What makes children want to learn? According to research, it's the joy of exploration—a hidden force that drives learning, critical thinking, and reasoning. We call this ability curiosity, and we recognize it in children when we see them exploring their environment, devouring books and information, asking questions, investigating concepts, manipulating data, searching for meaning, connecting with people and nature, and seeking new learning experiences.
Most teachers understand that curiosity supercharges learning. But they also know that many students can achieve high grades without being curious—by understanding the system of test-taking and dutifully doing their homework. Curious children often spend a great deal of time reading and acquiring knowledge because they sense a gap between what they know and what they want to know—not because they are motivated by grades. In fact, when kids are in curiosity's grip, they often forget the immediate goals at hand because they are preoccupied with learning.

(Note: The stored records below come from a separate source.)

PR #938, opened 2018-01-03
feat(i3): Add workspace separator

patrick96:
Puts a label-separator node between workspaces on the bar. Since the
separator uses a label it can be configured like any other label

To-Do after merge:

- [ ] Add to wiki

### DIFF
--- a/doc/config.cmake
+++ b/doc/config.cmake
@@ -152,6 +152,10 @@ label-urgent = %index%
 label-urgent-background = ${module/bspwm.label-urgent-background}
 label-urgent-padding = ${module/bspwm.label-urgent-padding}
 
+; Separator in between workspaces
+; label-separator = |
+
+
 [module/mpd]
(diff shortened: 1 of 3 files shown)


patrick96:
@NBonaparte seems the travis environment was updated recently ([blog](https://blog.travis-ci.com/2017-12-12-new-trusty-images-q4-launch)). The new image has clang 5 and cmake 3.9, I suspect one of those two are the culprit. If we can fix the build issue, we can remove all the code we use to setup cmake 3.8, otherwise we can revert to the old image with the `group: deprecated-2017Q4` setting.

NBonaparte:
We should probably add this feature to the bspwm module and/or the xworkspaces module as well.

patrick96:
I'm working on the bspwm version, gonna push tomorrow and I'll do the one for xworkspaces after that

If you suspect that curious kids fare better in careers and life, you're right—for a variety of reasons. Research suggests that intellectual curiosity has as big of an effect on performance as hard work. When put together, curiosity and hard work account for success just as much as intelligence. Another study found that people who were curious about a topic retained what they learned for longer periods of time. And even more impressive, research has linked curiosity to a wide range of important adaptive behaviors, including tolerance of anxiety and uncertainty, positive emotions, humor, playfulness, out-of-box thinking, and a noncritical attitude—all attributes associated with healthy social outcomes.
Curiosity is at the heart of lifelong learning. It not only gives children an advantage in school, but today's business leaders agree that it is also at the heart of thriving organizations.
Psychologists view curiosity as a life force, vital to happiness, intellectual growth, and well-being. The greatest advantage of curiosity lies in its power to motivate learning in areas of life and work that are meaningful to the learner. It points students toward the knowledge, skills, relationships, and experiences that they need to live full and productive lives.
Often, the temptation is to reward students when their curiosity leads to a desired outcome or good grade. But it's more important to notice and reinforce curiosity when you see it in action. When you praise students by describing how their questions, explorations, and investigations are contributing to their own or classroom learning, you let them know that they are valued for their motivation, regardless of the grade they achieve.
Is there a "teachable moment" that will spark a desire to search for answers? How can you invite students to see problems as mysteries waiting to be solved?
Quality questions are a vital medium for curiosity. Google is great at finding answers but doesn't stimulate the formation of questions. Good questions contain "why," "what if," and "how." An excellent book for understanding the art of questioning is A More Beautiful Question by Warren Berger.
Create opportunities for more-curious and less-curious students to work together in project-based learning. Curiosity is contagious in groups working toward a real-world common goal, helping to cross-pollinate questions and new ideas.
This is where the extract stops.